Across the nation and through the entire war, weather played an outsized role in how the armies moved or did not move. Indeed, officers and soldiers from both sides had occasion to declare, as did Rice Bull of the 123rd New York Infantry at the conclusion of the Battle of Chancellorsville “it seemed that all nature had conspired against us.”

But bad weather affected other aspects of both the United States' and Confederate States' war efforts. Drought, frost, and heavy rain interrupted planting seasons, destroyed crops in the field, and dramatically impacted crop yields across the North American continent. As historian Kenneth Noe has pointed out, perhaps one of the most under-appreciated events of the Civil War was the 1862 drought that destroyed crops across the Confederacy. The failure set off a cascade of consequences that created short and long-term problems for the Confederacy. That auspicious weather conditions led to excellent harvests in the north at the same time made the southern crop failure even more acute.

Weather impacted morale as well. Soldiers in the field endured extreme cold, deep mud, rain and snow, stifling heat and dust that made simply breathing difficult. Both on the march and in camp, weather conditions could brighten or darken soldier’s dedication to their respective cause. Civilians suffered as well. This was particularly true In the Confederacy where the drought fueled crop failures of 1862 led the Richmond government to impose some of its most unpopular policies – impressment – that caused many to become enemies of the Confederate government.

The same crop failures laid the foundation for civil unrest in Richmond where thousands of women rioted over steep food prices and shortages in April 1863 and led many rebel soldiers to leave the ranks to help desperate and starving families at home. The famine’s impact was perhaps most poignantly expressed in “The Widow’s Appeal” that appeared in the Athens Southern Watchman on April 3, 1863. “Stranger have you corn? Can you my wants supply? My infant, early born, Needs succor, or else’ twill die.”

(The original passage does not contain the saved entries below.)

PR #230, opened 2019-10-15
Added tests on index handling for Series

akharche:


hpat/tests/test_series.py
```diff
@@ -411,6 +411,32 @@ def test_impl(A):
...
+        '''Verifies Series.astype implementation with function 'str' as argument
+           handles string series not changing it
+        '''
+
+        def test_impl(S):
+            return S.astype(str)
+
+        hpat_func = hpat.jit(test_impl)
+
+        S = pd.Series(['aa', 'bb', 'cc'], index=[2, 3, 5])
```
shssf:
```suggestion
        for input_data in (['aa', 'bb', 'cc'], [1,2,3]):
            for input_index in (['a', 'b', 'c'], [2,3,5]):
                S = pd.Series(input_data, index=input_index)
```

shssf: Also, it might be godd to play with None, NaN and Inf

PR #426, opened 2019-04-10
Upgrade to Jinja2==2.10.1

simonw:
https://nvd.nist.gov/vuln/detail/CVE-2019-10906

This is only a security issue of concern if evaluating templates from untrusted sources, which isn't something I would ever expect a Datasette user to do.


carlmjohnson:
Can you cut a new release with this?

Issue #427, opened 2019-04-11
New design for facet abstraction, including querystring and metadata.json


simonw:
I need a better design for query strings for facets (and for how facets are enabled in `metadata.json`).

Think of all of the potential kinds of facets:

* `?_facet_array=tags` where tags is a JSON array of values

While many Civil War-era Americans held to a whiggish view that human agency could overcome nature, the experience of the war-years showed clearly that some conditions of climate and weather simply defied human agency. By thinking about how the weather shaped the ways people acted, how they struggled, and how they bent to the will of nature helps us to better understand the friction of war in its fullest sense – both on the field of action and on the home-front.